Here, the asynchronous processing mode of MediaCodec is used for encoding audio data. The code will not be pasted here, but one point to note is that when filling and releasing Buffer, conditions must be checked. If InputBuffer is not released continuously, it will lead to no available InputBuffer, causing audio encoding to fail, and also handling the end of the stream.

The synthesis of files uses MediaMuxer.
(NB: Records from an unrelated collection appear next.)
PR #3900, opened 2021-09-25
Fix alt-uparrow tab crash

### LINKED ISSUE #3899: Editor crash after alt-uparrow and new tab
This was reported as a bug on the IRC channel.  In the 2021.01 release or the master branch, launch openscad with a blank file, type "x = 5;", click between the "5" and the ";", press alt-uparrow to change 5 to 6, press the "New file" button to open a new tab, and then type a character such as "a".  The program crashes.

If openscad was launched from console, the following additional output is available (reporting line 427 in the master branch, line 263 in the 2021.01 release):
```
Assertion [undoSequenceDepth > 0] failed at ../src/CellBuffer.cpp 427

Aborted
```

src/CellBuffer.cpp is part of QScintilla, in which I did find said assert, in a function "EndUndoAction":  https://github.com/opencor/qscintilla/blob/master/scintilla/src/CellBuffer.cpp#L427

Note that this still crashes if the tab is already open while the alt-uparrow press is performed, and one clicks over to the other tab.  But it does NOT crash if any other character is entered between alt-uparrow and the tab switch.

Still unresolved is why this is happening.

rcolyer:
This fixes #3899.  (Also some tab/space issues were fixed in the area of work.)

### DIFF
--- a/src/ScintillaEditor.cc
+++ b/src/ScintillaEditor.cc
@@ -986,7 +986,6 @@ bool ScintillaEditor::handleKeyEventBlockCopy(QKeyEvent *keyEvent)
 
 bool ScintillaEditor::handleKeyEventNavigateNumber(QKeyEvent *keyEvent)
 {
-    static bool wasChanged = false;
     static bool previewAfterUndo = false;
 
 #ifdef Q_OS_MAC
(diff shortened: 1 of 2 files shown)


t-paul (approved):
Thanks, lets get the crash fixed, we can revisit the undo handling later.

Before starting MediaMuxer, it must ensure that both the video track and audio track are added.

override fun onOutputFormatChanged(codec: MediaCodec, format: MediaFormat) {
    L.i(TAG, "onOutputFormatChanged format:${format}")
    // Add audio track
    addAudioTrack(format)
    // Start MediaMuxer only if both audio and video tracks are added
    if (RecordConfig.videoTrackIndex != -1) {
        mAudioMuxer.start()
        RecordConfig.isMuxerStart = true
        L.i(TAG, "onOutputFormatChanged isMuxerStart:${RecordConfig.isMuxerStart}")
    }
}
// Add audio track
private fun addAudioTrack(format: MediaFormat) {
    L.i(TAG, "addAudioTrack format:${format}")
    RecordConfig.audioTrackIndex = mAudioMuxer.addTrack(format)
    RecordConfig.isAddAudioTrack = true
}
// ...

The usage of AudioRecord is basically as described above.